Thank you for the example! It certainly cleared things up completely. In hindsight, this seems highly applicable to my dataset, considering each row is a student’s response to each question on a test, meaning all but one of the right-hand columns are repeated roughly 43 times for each student (i.e. the test had 43 questions). Roughly initial calculations indicate this could reduce my dataset to about ~7.3 % of the current size by collapsing and adding a weights column.
However, I have just realized that I have one predictor column that represents the individual 43 questions, which I have included as part of the IRT model. The inclusion of this column makes each individual row a unique combination of student-question values. I do not see an obvious solution around this issue…

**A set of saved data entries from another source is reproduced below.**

PR #438, opened 2021-05-12
[Feature/PUR-239]: variant querystring pageload preselect

kevin-ho87:
**Ticket**
https://aesoponline.atlassian.net/browse/PUR-239

**Description**
- Query string `?variant=` to preselect variant in variant hook
- Fallback to first variant in array if no query string found


src/contexts/VariantSelectContext/VariantSelectStore.ts
```diff
@@ -2,11 +2,28 @@ import { useEffect, useState } from 'react';
...
 import type { Variant } from '~/types';
 
+function getQueryString(name) {
+  const result =
+    location && location.href.match(new RegExp(`[?&]${name}=([^&]+)`, 'i'));
+
+  if (result == null || result.length < 1) return '';
+
+  return decodeURIComponent(result[1]);
+}
```
MkMan, line 12: I am conflicted on this, not sure if it's better to write our own query string parsing code or use an external library like [query-string](https://www.npmjs.com/package/query-string). Thoughts?

If you'd prefer to go with an in-house implementation, can you please move this out to be a utility function and add unit tests?

src/contexts/VariantSelectContext/VariantSelectStore.ts
```diff
@@ -2,11 +2,28 @@ import { useEffect, useState } from 'react';
...
+
 const useVariantSelectStore = (variants = []) => {
   const [selectedVariant, setSelectedVariant] = useState({});
 
   useEffect(() => {
-    setSelectedVariant(variants[0]);
+    const queryStringVariant = getQueryString('variant');
+    const getQueryStringVariant = variants.find(
+      variant => variant.sku === queryStringVariant,
+    );
```
MkMan, line 21: The name `getQueryStringVariant` is a bit misleading, it sounds like a function you call to get the query string variant. I am not great at naming but would `variantFromQueryString` match what this variable holds?

src/contexts/VariantSelectContext/VariantSelectStore.ts
```diff
@@ -2,11 +2,28 @@ import { useEffect, useState } from 'react';
...
+    if (getQueryStringVariant) {
+      setSelectedVariant(getQueryStringVariant);
+    } else {
+      setSelectedVariant(variants[0]);
+    }
```
MkMan, line 26: Would this achieve what you're after?
```suggestion
    setSelectedVariant(getQueryStringVariant ?? variants[0);
```

kevin-ho87: ah yes thanks! i completely forgot about `??` operator

src/contexts/VariantSelectContext/VariantSelectStore.ts
kevin-ho87: yep that makes more sense

src/contexts/VariantSelectContext/VariantSelectStore.ts
kevin-ho87: updated

src/contexts/VariantSelectContext/VariantSelectStore.ts
kevin-ho87: updated

src/contexts/VariantSelectContext/VariantSelectStore.ts
kevin-ho87: done, installed the package

package.json
```diff
@@ -63,6 +63,7 @@
     "lodash": "^4.17.11",
     "moment": "^2.24.0",
     "prop-types": "^15.7.2",
+    "query-string": "^5.1.1",
```
MkMan, line 66: Please add it to the peer dependencies as well 🙏

kevin-ho87: done

MkMan (approved):

PR #443, opened 2021-05-24
Offer GEL as separate bundles

MkMan:
# Problem statement

Consider a new front end codebase that wishes to use the Button component in GEL.

In addition to importing the Button in the JS/TSX code, GEL's styles need to be imported in the consuming app's main css file.
```css
@import 'aesop-gel/dist/styles.css';
```

The current bundle structure and consumption steps causes the following issues:
1. Importing all of the css generated by GEL just to use a Button. This adds approximately 100kb to the app's bundle size.
2. Gel is not tree shakable which results in importing all of GEL's JS just to use a Button. This adds approximately 400kb to the app's bundle size.
3. Needing to manually import css. To elaborate, this is not required as the css can be left in JS to be injected in the browser.

The following is the bundle analysis of a Hello World app built using Create React App.
image

# Proposal and PR walkthrough

This PR adds new Rollup configurations to bundle each component/hook/util/etc separately **leaving** their css in the generated file. This eliminates the need to manually import GEL's css and makes component consumption as follow
```js
// import { Button } from 'aesop-gel'; // old
import { Button } from 'aesop-gel/dist/components/Button'; // new
```

This change is **not** a breaking change; the current GEL bundle structure will be retained for backward compatibility with Aesop-Web-UI.

The new structure was tested and worked in the following applications:
* CRA (with TS)
* NextJS (with TS)
* Web UI

The core changes in this PR (changes outside `/dist`) can be easily accessed [here](https://github.com/aesop/aesop-gel/pull/443/commits/e903ca0bd7ded875fb8580a3d991f2dd894f4580).

## Benefits

The following is the bundle analysis in the **same** Hello World app used before
image

1. A whopping reduction of **600kb** for the same functionality
2. Less integration steps (css)
3. Not including non-SSR friendly code, something @maxlew has faced with a couple of GEL components. For example, the GoogleMaps component isn't SSR compatible, that won't matter unless it's explicitly imported. Importing a Button won't cause NextJS to have compile errors from components not in use.


maxlew (approved):
Looks good! Are the main changes the ones in the rollup config files? Wondering if we should be avoiding commiting the `dist` folder to make these PRs a bit easier.

MkMan:
> Are the main changes the ones in the rollup config files?
Yeah, you can find them in this [commit](https://github.com/aesop/aesop-gel/pull/443/commits/e903ca0bd7ded875fb8580a3d991f2dd894f4580) the rest are generate files.

> Wondering if we should be avoiding commiting the dist folder to make these PRs a bit easier.
I am all for excluding generated code from version control 🙂

beau-charman (approved):

andrwchang:
I was going to ask the same. we can exclude the dist from being committed. Otherwise this is awesome!

andrwchang (approved):

PR #445, opened 2021-05-25
[CON-386] Migrate `SectionHeading` to TypeScript

beau-charman:
Addresses https://aesoponline.atlassian.net/browse/CON-386


src/components/SectionHeading/SectionHeading.spec.tsx
```diff
@@ -0,0 +1,54 @@
+import React from 'react';
```
MkMan, line 1: Nice! Thanks for improving the tests 👌

MkMan (approved):

PR #286, opened 2018-12-01
complete source code for code coverage project for Knative repos

steuhs:
Fixes #


steuhs:
> /hold
> 
> Please put it inside tools/, not at the root level.

@adrcunha done

coverage/main_test.go
```diff
@@ -0,0 +1 @@
+package main
```
adrcunha: This seems to be a leftover.

adrcunha:
Note: as previously agreed, the code in this PR was not reviewed. That was a one-time exception so we could get the source out of Stephen's personal repository and into test-infra ASAP, as properly reviewing it would take some time.

PR #288, opened 2018-12-03
Allow setting GCR/GCS on command line for releases

adrcunha:
Using environment variables can be dangerous, flags ensure we're explicitly setting values.
The default values point to the nightly GCR/GCS.

This also implies:
* no need for scripts to set `DOCKER_REPO_OVERRIDE` or `KO_DOCKER_REPO` by themselves
* helper functions use the values set by the flags

### DIFF
--- a/scripts/README.md
+++ b/scripts/README.md
@@ -163,7 +163,7 @@ also overrides the value of the `TAG` variable as `v<version>`.
 it's empty and `master` HEAD will be considered the release branch.
     * `RELEASE_NOTES`: contains the filename with the release notes if `--release-notes`
 was passed. The release notes is a simple markdown file.
-    * `RELEASE_GCS`: contains the GCS bucket name to store the manifests if
+    * `RELEASE_GCS_BUCKET`: contains the GCS bucket name to store the manifests if
 `--release-gcs` was passed, otherwise the default value `knative-nightly/<repo>` will be
 used. It is empty if `--publish` was not passed.
     * `KO_DOCKER_REPO`: contains the GCR to store the images if `--release-gcr` was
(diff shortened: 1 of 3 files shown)


scripts/release.sh
```diff
@@ -80,6 +88,18 @@ function parse_flags() {
...
+        shift
+        [[ $# -ge 1 ]] || abort "missing GCR after --release-gcr"
+        KO_DOCKER_REPO=$1
+        has_gcr_flag=1
+        ;;
+      --release-gcs)
+        shift
+        [[ $# -ge 1 ]] || abort "missing GCS bucket after --release-gcs"
+        RELEASE_GCS=$1
+        has_gcs_flag=2
```
srinivashegde86: val can be 1

scripts/README.md
```diff
@@ -163,8 +163,14 @@ also overrides the value of the `TAG` variable as `v<version>`.
 it's empty and `master` HEAD will be considered the release branch.
     * `RELEASE_NOTES`: contains the filename with the release notes if `--release-notes`
 was passed. The release notes is a simple markdown file.
+    * `RELEASE_GCS`: contains the GCS bucket name to store the manifests if
```
srinivashegde86: can we call this RELEASE_GCS_BUCKET instead? makes it more explicit that we are referring to the GCS bucket

scripts/release.sh
adrcunha: Copy pasta... :P Done.

scripts/README.md
adrcunha: Makes sense. Done.

PR #289, opened 2018-12-03
Update serving continous run to every 2 hours

srinivashegde86:
Also, update timeout to 100 min.


adrcunha:
Looks like tests for `report_go_test()` are flaky.

/lgtm
/retest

Yeah, that sounds bad for my proposal. However, as you seem to have a lot of data with only a few predictors, approximate solutions might work very well. I’ve had some pretty good experience with INLA, which can be an order of magnitude faster than Stan (a similar approximation is being made available in Stan, but I don’t think it’s ready yet). Though I don’t think it supports ordinal responses out of the box - and if I understand you correctly, you have ordinal responses, right? While I think it is actually possible to hack INLA to do ordinal regression, you might want to start with a Poisson / binomial regression and see if you can express everything else you need in INLA and that the speed is acceptable.
I’m late to the party, but anyway I hope I can revive this conversation. I’m a little puzzled by the statement here.

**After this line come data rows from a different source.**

PR #291, opened 2018-12-04
Fix image build in release

adrcunha:
`$KO_DOCKER_REPO` must be exported, or `ko` won't see it.

Bonuses:
* make `publish_yaml` more verbose
* log the config before building, for easier debugging/investigation/auditing

### DIFF
--- a/scripts/release.sh
+++ b/scripts/release.sh
@@ -25,7 +25,7 @@ function banner() {
     make_banner "@" "$1"
 }
 
-# Tag images in the yaml file.
+# Tag images in the yaml file if $TAG is not empty.
 # $KO_DOCKER_REPO is the registry containing the images to tag with $TAG.
 # Parameters: $1 - yaml file to parse for images.
 function tag_images_in_yaml() {
--- a/scripts/release.sh
+++ b/scripts/release.sh
@@ -30,9 +30,8 @@ function banner() {
 # Parameters: $1 - yaml file to parse for images.
 function tag_images_in_yaml() {
   [[ -z ${TAG} ]] && return 0
-  local src_dir="${GOPATH}/src/"
-  local BASE_PATH="${REPO_ROOT_DIR/$src_dir}"
-  local DOCKER_BASE="${KO_DOCKER_REPO}/${BASE_PATH}"
+  local SRC_DIR="${GOPATH}/src/"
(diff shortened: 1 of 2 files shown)


scripts/release.sh
```diff
@@ -43,9 +42,14 @@ function tag_images_in_yaml() {
 # If $TAG is not empty, also copy it to $RELEASE_GCS_BUCKET bucket's "previous" directory.
```
srinivashegde86: Update documentation

scripts/release.sh
```diff
@@ -174,10 +178,26 @@ function run_validation_tests() {
...
+    echo "- Artifacts WILL NOT be tagged"
+  fi
   if (( PUBLISH_RELEASE )); then
-    echo "- Destination GCS: ${RELEASE_GCS_BUCKET}"
+    echo "- Release WILL BE published to '${RELEASE_GCS_BUCKET}'"
+  else
+    echo "- Release will not be published"
   fi
+  if (( BRANCH_RELEASE )); then
+    echo "- Release WILL BE branched from '${RELEASE_BRANCH}'"
```
srinivashegde86: can we add this to the next if condition for branch_release.

scripts/release.sh
adrcunha: The documentation is up-to-date. What am I missing?

adrcunha: Hmmm... Maybe you mean the documentation about `tag_images_in_yaml()`?

scripts/release.sh
adrcunha: I don't want to, since these are two distinct functional blocks: one for logging purposes only, the other for actions.

srinivashegde86: okies.sg.

scripts/release.sh
adrcunha: Updated the documentation about tag_images_in_yaml().

srinivashegde86: Sorry, I meant publish_yaml. It only has $1 param in doc and you are also using $2

adrcunha: Read the code again, you missed the internal helper function `verbose_gsutil_cp()`.

srinivashegde86: oops. did not realize that it was an internal function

Isn’t the number of chains immaterial from a computational point of view? The distribution of post-warmup samples for every chain is approximately the posterior distribution, so the distribution of aggregated samples is again the posterior. Since that holds for any number of chains, however many you pick depends on other factors, such as what hardware is available. If one has a lot of cpus, and nothing else to do with them, what reason motivates against launching lots of chains?
I would expect the variance of the posterior approximation (I mean, looking at the variance of a histogram of samples) to be a function of the total number of post-warmup samples, whether that’s divided into a few long chains or a larger number of shorter chains. Is that variance actually a function of how the samples are divided up?
I don’t mean to be argumentative, I’m honestly perplexed. Thanks for any light you can shed on this topic.